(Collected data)
***

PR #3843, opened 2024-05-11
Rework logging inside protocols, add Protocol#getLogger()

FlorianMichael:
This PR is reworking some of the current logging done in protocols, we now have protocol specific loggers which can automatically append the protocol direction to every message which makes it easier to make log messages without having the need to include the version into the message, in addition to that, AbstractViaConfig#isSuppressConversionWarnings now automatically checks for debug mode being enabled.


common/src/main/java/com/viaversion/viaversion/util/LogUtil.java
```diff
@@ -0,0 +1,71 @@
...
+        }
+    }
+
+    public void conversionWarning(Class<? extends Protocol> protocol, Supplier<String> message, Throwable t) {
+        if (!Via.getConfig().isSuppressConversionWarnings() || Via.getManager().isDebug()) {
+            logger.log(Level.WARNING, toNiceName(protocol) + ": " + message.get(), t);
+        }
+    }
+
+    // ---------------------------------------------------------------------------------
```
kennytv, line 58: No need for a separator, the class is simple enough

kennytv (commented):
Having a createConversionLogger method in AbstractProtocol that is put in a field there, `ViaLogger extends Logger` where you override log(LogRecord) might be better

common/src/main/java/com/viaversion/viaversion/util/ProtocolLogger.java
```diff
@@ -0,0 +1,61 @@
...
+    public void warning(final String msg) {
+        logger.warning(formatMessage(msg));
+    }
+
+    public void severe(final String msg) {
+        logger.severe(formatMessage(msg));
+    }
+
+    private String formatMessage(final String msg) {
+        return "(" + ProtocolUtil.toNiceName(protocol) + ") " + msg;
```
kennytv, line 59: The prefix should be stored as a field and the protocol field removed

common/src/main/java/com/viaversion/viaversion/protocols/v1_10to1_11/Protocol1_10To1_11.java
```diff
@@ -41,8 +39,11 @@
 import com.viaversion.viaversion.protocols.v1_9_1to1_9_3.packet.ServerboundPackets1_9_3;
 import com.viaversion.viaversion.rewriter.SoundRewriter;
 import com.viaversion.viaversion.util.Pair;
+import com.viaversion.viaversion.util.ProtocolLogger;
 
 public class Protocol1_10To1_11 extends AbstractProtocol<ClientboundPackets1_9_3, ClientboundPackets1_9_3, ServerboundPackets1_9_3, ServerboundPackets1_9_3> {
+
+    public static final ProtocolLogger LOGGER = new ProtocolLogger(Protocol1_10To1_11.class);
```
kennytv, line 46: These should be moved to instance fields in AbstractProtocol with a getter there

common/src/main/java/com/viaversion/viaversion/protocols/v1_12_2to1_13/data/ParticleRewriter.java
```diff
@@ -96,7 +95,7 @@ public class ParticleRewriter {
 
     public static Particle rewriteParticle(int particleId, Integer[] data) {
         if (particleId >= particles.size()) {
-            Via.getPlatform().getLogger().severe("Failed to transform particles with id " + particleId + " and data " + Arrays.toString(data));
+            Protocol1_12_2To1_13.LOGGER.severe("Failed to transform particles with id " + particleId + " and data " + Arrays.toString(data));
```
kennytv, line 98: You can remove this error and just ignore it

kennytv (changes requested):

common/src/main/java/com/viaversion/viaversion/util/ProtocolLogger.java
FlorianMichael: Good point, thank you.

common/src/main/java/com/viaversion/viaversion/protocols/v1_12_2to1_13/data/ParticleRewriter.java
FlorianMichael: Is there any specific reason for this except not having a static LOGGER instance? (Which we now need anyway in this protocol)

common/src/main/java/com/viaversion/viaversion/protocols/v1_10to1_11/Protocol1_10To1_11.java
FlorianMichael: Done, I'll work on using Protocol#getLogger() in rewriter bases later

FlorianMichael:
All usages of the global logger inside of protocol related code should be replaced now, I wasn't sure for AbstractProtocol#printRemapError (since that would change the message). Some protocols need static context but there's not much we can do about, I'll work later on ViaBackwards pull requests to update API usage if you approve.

***

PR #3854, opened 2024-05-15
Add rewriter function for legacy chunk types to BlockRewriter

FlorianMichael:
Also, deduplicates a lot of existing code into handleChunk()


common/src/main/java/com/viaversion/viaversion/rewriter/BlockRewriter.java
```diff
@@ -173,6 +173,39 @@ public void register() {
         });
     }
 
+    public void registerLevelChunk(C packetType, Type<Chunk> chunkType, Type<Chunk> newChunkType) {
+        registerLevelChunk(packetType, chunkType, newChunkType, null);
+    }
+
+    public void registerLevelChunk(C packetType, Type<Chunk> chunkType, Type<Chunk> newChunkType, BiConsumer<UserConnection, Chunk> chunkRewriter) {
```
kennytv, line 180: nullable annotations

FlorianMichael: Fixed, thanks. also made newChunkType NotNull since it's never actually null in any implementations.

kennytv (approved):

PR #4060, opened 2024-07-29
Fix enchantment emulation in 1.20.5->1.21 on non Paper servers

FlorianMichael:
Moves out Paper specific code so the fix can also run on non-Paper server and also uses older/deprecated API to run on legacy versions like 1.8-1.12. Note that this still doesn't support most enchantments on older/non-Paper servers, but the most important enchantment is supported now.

***

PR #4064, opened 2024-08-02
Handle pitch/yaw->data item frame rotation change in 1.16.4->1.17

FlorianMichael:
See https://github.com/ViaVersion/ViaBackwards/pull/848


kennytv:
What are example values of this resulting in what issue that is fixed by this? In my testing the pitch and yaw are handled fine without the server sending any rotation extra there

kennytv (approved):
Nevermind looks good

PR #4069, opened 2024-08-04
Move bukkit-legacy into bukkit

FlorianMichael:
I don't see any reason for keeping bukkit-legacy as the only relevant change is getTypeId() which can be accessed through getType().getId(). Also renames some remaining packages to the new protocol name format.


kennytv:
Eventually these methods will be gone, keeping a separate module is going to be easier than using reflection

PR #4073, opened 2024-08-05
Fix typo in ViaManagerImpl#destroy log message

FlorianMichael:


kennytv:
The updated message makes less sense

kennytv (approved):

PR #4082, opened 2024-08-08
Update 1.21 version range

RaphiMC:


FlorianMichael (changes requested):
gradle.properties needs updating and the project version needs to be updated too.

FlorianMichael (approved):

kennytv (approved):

***

EXERCISE INSTRUCTIONS ->
Each line in the data that holds the string "toNiceName" needs to be copied.

ANSWER TO THE PROBLEM ->
+            logger.log(Level.WARNING, toNiceName(protocol) + ": " + message.get(), t);
+        return "(" + ProtocolUtil.toNiceName(protocol) + ") " + msg;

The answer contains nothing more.